- Task directions:
Wherever a line holds the word "also", copy that line from the data.

- Exercise input:
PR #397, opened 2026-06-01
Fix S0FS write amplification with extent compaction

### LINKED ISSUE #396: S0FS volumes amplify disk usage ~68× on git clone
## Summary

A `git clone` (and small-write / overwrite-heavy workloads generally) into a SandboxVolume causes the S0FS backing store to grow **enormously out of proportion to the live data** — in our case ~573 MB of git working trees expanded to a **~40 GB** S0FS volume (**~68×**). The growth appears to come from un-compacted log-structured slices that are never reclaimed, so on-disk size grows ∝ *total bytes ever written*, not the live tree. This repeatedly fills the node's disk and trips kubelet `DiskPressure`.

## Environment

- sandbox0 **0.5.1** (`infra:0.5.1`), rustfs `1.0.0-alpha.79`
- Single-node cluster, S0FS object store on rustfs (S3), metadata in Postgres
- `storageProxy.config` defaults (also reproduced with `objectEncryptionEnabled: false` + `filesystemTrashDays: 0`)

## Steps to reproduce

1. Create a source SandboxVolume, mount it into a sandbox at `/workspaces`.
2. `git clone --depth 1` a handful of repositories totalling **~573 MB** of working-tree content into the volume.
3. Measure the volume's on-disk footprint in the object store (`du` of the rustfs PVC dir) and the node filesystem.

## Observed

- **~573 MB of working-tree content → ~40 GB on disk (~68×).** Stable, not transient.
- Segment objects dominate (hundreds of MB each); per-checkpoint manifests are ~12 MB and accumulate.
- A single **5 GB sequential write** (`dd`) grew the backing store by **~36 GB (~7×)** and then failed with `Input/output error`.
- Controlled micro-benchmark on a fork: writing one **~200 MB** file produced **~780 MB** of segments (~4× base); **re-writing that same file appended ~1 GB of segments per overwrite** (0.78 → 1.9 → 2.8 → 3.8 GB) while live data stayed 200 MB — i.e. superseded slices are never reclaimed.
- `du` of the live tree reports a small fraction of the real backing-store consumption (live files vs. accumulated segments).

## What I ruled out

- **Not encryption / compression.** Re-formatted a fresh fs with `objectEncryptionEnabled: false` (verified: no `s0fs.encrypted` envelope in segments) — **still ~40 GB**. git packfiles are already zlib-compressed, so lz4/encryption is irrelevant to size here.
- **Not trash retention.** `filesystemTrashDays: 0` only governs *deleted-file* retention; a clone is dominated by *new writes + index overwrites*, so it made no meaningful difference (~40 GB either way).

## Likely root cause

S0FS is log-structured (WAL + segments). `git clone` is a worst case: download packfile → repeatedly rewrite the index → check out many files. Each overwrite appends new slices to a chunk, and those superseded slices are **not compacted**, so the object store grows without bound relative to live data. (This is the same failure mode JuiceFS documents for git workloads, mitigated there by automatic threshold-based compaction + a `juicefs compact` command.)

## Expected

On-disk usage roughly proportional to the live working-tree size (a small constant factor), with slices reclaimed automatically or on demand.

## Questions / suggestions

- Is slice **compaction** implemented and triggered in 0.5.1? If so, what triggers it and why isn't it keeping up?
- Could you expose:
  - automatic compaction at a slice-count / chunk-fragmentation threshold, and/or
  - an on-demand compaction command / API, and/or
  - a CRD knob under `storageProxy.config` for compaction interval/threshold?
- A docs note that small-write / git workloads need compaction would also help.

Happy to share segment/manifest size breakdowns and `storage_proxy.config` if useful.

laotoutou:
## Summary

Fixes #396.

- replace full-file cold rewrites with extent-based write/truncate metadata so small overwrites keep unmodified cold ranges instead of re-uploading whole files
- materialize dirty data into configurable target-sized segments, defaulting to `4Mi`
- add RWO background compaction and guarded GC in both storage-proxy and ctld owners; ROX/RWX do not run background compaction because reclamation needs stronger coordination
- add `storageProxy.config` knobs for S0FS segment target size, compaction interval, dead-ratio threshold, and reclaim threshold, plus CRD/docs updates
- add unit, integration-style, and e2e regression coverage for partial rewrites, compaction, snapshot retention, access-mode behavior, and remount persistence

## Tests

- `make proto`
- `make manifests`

- Exercise solution:
- `storageProxy.config` defaults (also reproduced with `objectEncryptionEnabled: false` + `filesystemTrashDays: 0`)
- A docs note that small-write / git workloads need compaction would also help.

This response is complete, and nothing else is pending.